The notion of Evidence-Informed Medicine surfaced in 2001 from Sackett’s revised statement that “Evidence-based medicine is the integration of best research evidence with clinical expertise and patient values.”

Many studies and statements by experts say that somewhere between 25 and 40% of American medical decisions are not based on sound evidence of effectiveness. Since physician decisions drive the majority of cost of medical care, strictly applying Cochrane’s teachings would “save” the U.S. something like $700,000,000,000 to $1 trillion per year. But think about it.

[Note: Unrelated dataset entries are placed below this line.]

Issue #2433, opened 2024-07-11
Bug report on all_to_all implementation in stablehlo interpreter


Hatsunespica:
### What happened?

Let's consider the `all_to_all` operation described in spec https://github.com/openxla/stablehlo/blob/main/docs/spec.md#all_to_all 
and use the same example in the diagram but with a different `replica_group=[[1,0]]`

In other words, we have two tensors:
```
    %inputs0 = stablehlo.constant dense<[[1, 2, 3, 4],
                                         [5, 6, 7, 8]]> : tensor<2x4xi64>
    %inputs1 = stablehlo.constant dense<[[9, 10, 11, 12],
                                         [13, 14, 15, 16]]> : tensor<2x4xi64>
 
```
and want to perform an `all_to_all` operation with following attributes:
```
      split_dimension = 1 : i64,
      concat_dimension = 0 : i64,
      split_count = 2 : i64,
      replica_groups = dense<[[1, 0]]> : tensor<1x2xi64>

```

Similarly, we can derive `process_group=[[(1,0), (0,0)]]`, and let's do steps mentioned in the spec:

```
split_parts...@sender = split(operands...@sender, split_count, split_dimension) for all sender in process_group.
scattered_parts...@receiver = [split_parts...@sender[receiver_index] for sender in process_group] where receiver_index = process_group.index(receiver).
results...@process = concatenate(scattered_parts...@process, concat_dimension).
```

```
#process_group=[[(1,0), (0,0)]]
#split_parts:

split_parts@input0=[ [[1,2],[5,6]], [[3,4], [7,8]] ]
split_parts@input1=[ [[9,10], [13,14]], [[11,12], [15,16]] ]

#scattered_parts:
scattered_parts@0 = [split_parts@sender[1] for sender in process_group]
 |
 V
scattered_parts@0=[ [[11, 12], [15, 16]], [[3, 4], [7, 8]] ]

scattered_parts@1 = [split_parts@sender[0] for sender in process_group]
 |
 V
scattered_parts@1= [ [[9, 10], [13, 14]], [[1,2], [5,6]] ] 

#results
result@0=  [[11, 12], [15, 16], [3, 4], [7, 8]]
result@1= [[9,10], [13, 14], [1, 2], [5, 6]]
```

However, when it comes to our interpreter, it becomes:
<img width="171" alt="image" src="https://github.com/user-attachments/assets/0774dc15-8d2f-424c-a89e-b74d5d7e52c3">

[...]

PR #2457, opened 2024-07-23
Update all_to_all op interpreter to fix issue#2433

abhigunj:
fixes: https://github.com/openxla/stablehlo/issues/2433

```
scattered_parts...@receiver = [split_parts...@sender[receiver_index] for sender in process_group] where receiver_index = process_group.index(receiver).
```
each `sender/process` from `process_group` contributes a `split_part` to the `scattered_parts`. This PR ensures the order of `split_part` in `scattered_parts` matches with the order of the `sender/processes` within the `process_group`.

### DIFF
--- a/stablehlo/reference/Ops.cpp
+++ b/stablehlo/reference/Ops.cpp
@@ -1202,23 +1202,17 @@ Tensor allToAllOp(const Tensor &operand, Axis splitDimension,
     llvm::report_fatal_error(invalidArgument(
         "Failed to find process group with process_id: (%d, %d)",
         process->getId().replicaId, process->getId().partitionId));
-  auto rendezvousResult =
-      process->rendezvous(*processGroup, channelId, {operand});
+  auto groupOperands =
+      process->rendezvous(processGroup.value(), channelId, {operand});
 
-  auto processIndex = 0;
-  for (auto [i, processId] : llvm::enumerate(*processGroup)) {
-    if (processId == process->getId()) {
-      processIndex = i;
-      break;
-    }
-  }
+  auto receiverIndex = llvm::find(processGroup.value(), process->getId()) -
+                       processGroup->begin();
 
   SmallVector<Tensor> scatteredParts;
-  for (const auto processId : processGroup.value()) {
-    auto splitParts =
-        split(rendezvousResult.lookup(processId).front(), splitCount,
-              splitDimension, operand.getType().getContext());
-    scatteredParts.push_back(splitParts[processIndex]);
+  for (const auto &sender : processGroup.value()) {
+    auto splitParts = split(groupOperands.lookup(sender).front(), splitCount,
+                            splitDimension, operand.getType().getContext());
+    scatteredParts.push_back(splitParts[receiverIndex]);
   }
   return concatenateOp(scatteredParts, concatDimension, resultType);
 }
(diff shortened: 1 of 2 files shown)


stablehlo/reference/Ops.cpp
```diff
@@ -1198,20 +1198,27 @@ Tensor allToAllOp(const Tensor &operand, Axis splitDimension,
...
 
   auto processGroup = processGroups.findGroup(process->getId());
-  if (!processGroup)
+  if (!processGroup.has_value())
     llvm::report_fatal_error(invalidArgument(
         "Failed to find process group with process_id: (%d, %d)",
         process->getId().replicaId, process->getId().partitionId));
-  auto groupOperands = process->rendezvous(*processGroup, channelId, {operand})
-                           .getSortedTensors();
+  auto rendezvousResult =
```
ghpvnist, line 1205: Implementation looks good. Suggestion to simplify code and make the variable names better match the spec:
```
auto operands = process->rendezvous(*processGroup, channelId, {operand});
auto receiver_index =
    llvm::find(*processGroup, process->getId()) - processGroup->begin();

SmallVector<Tensor> scatteredParts;
for (const auto& sender : *processGroup) {
  auto splitParts = split(operands.lookup(sender).front(), splitCount,
                          splitDimension, operand.getType().getContext());
  scatteredParts.push_back(splitParts[receiver_index]);
}
```

stablehlo/tests/interpret/all_to_all.mlir
```diff
@@ -32,6 +32,38 @@ module @cross_replica {
 
 // -----
 
+module @cross_replica_reverse_replica_groups {
```
ghpvnist, line 35: Let's rename it to: `@cross_replica_issue_2433`
precedent in https://github.com/openxla/stablehlo/blob/eba821aa1c54a21d70331d7926dfc8b929f988f3/stablehlo/tests/interpret/all_gather.mlir#L52.

ghpvnist (approved):
LGTM with minor touch ups. Thanks @Hatsunespica for the bug and @abhigunj for the fix!

stablehlo/reference/Ops.cpp
abhigunj: agree. Thanks for the review. updated the PR with some modifications. 

renamed `operands` -> `groupOperands` to make it future proof for variadic operands.
 `*processGroup`  ->`processGroup.value()`

stablehlo/reference/Ops.cpp
```diff
@@ -1198,20 +1198,21 @@ Tensor allToAllOp(const Tensor &operand, Axis splitDimension,
...
   auto processGroup = processGroups.findGroup(process->getId());
-  if (!processGroup)
+  if (!processGroup.has_value())
     llvm::report_fatal_error(invalidArgument(
         "Failed to find process group with process_id: (%d, %d)",
         process->getId().replicaId, process->getId().partitionId));
-  auto groupOperands = process->rendezvous(*processGroup, channelId, {operand})
-                           .getSortedTensors();
+  auto groupOperands =
+      process->rendezvous(processGroup.value(), channelId, {operand});
```
sdasgup3, line 1206: nit:Can use `*processGroup`? here and below?

sdasgup3 (approved):
lgtm with a nit.

GleasonK:
LGTM, no need for approval from me on this one, other reviewers are enough

stablehlo/reference/Ops.cpp
abhigunj: any advantage of using *? `.value()` also returns reference to the object at std::optional and throws exception for null values, I think it is preferred  vs using * here?  also, it has better readability imo.

abhigunj: sg, thanks for the review.

PR #2459, opened 2024-07-24
Support qdq decomposition of TanOp

sdasgup3:
[parent PR](https://github.com/openxla/stablehlo/pull/2458)

The PR adds patterns for qdq decomposition patterns for newly added `TanOp`  

Note to the reviewers: To may just focus on the very last commit of the chain. The rest is coming from parent PR.

[childPR](https://github.com/openxla/stablehlo/pull/2460)

PR #2460, opened 2024-07-24
Remove type-inference dependency while creating qdq pattarns

sdasgup3:
[ParentPR](https://github.com/openxla/stablehlo/pull/2459)

Previously while creating the QDQ pattern we use `create` API without using the result type and hence reply on the type inference to derive the result type. That works for most of the element-wise operations, however, for dot_general and convolution the result type can might be infeasible to infer in the presense of input quantize types. 

The PR fixes that.

Note to the reviewers: To may just focus on the very last commit of the chain. The rest is coming from parent PR.

[ChildPR](https://github.com/openxla/stablehlo/pull/2461)


stablehlo/transforms/StablehloLegalizeQuantToMath.cpp
```diff
@@ -1347,7 +1363,7 @@ void populateStablehloLegalizeQuantizedOpToQDQPatterns(
   // stablehlo spoecification document, interprets the quantized
```
GleasonK, line 1363: "spoecification" typo

stablehlo/transforms/StablehloLegalizeQuantToMath.cpp
```diff
@@ -153,7 +151,21 @@ Type getQuantStorageType(Type type) {
...
   auto quantizedType = getQuantType(type);
   if (succeeded(quantizedType)) {
-    return getQuantStorageType(*quantizedType);
+    return quantizedType->getStorageType();
+  }
+  return type;
+}
+
+// Extracts expressed type of a UQ type. Return original type if it is no UQ
+// type.
```
GleasonK, line 160:
```
// ... of a UQ type, preserving its shape.
```

stablehlo/transforms/StablehloLegalizeQuantToMath.cpp
```diff
@@ -153,7 +151,21 @@ Type getQuantStorageType(Type type) {
...
+Type getQuantExpressedType(Type type) {
+  if (auto shaped = dyn_cast<ShapedType>(type)) {
```
GleasonK, line 162: Any test case to exercise the newly supported behavior?

GleasonK (approved):

stablehlo/transforms/StablehloLegalizeQuantToMath.cpp
GleasonK: tests in child PR

stablehlo/transforms/StablehloLegalizeQuantToMath.cpp
sdasgup3: done.

stablehlo/transforms/StablehloLegalizeQuantToMath.cpp
sdasgup3: done

stablehlo/transforms/StablehloLegalizeQuantToMath.cpp
sdasgup3: Actually this new behavior is exercised  for the existing operations https://github.com/openxla/stablehlo/blob/b056d3da25c18169c14018a1e953112852a53453/stablehlo/transforms/StablehloLegalizeQuantizedOpToQDQ.cpp#L127 in which cases  `get-expressed type` is explicitly computing the return type for them (instead of auto-deriving those types: old-behavior).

Fifteen million Americans are employed in healthcare. Some four to six million would then lose their jobs, bumping the unemployment rate well into double digits.

And what would all that freed-up money be spent for? Cocaine, gasoline, gadgets, high-calorie food, taxes, porno, the Pentagon, Wall Street bonuses?

Maybe spending a lot of it on education would make sense. Or maybe medicine should just keep on spending to do its part to keep the economy going, regardless of effectiveness, as long as it is safe.

Did I say safe? Oh! But that’s another topic for another column.

George Lundberg is a MedPage Today Editor-at-Large and former editor of the Journal of the American Medical Association.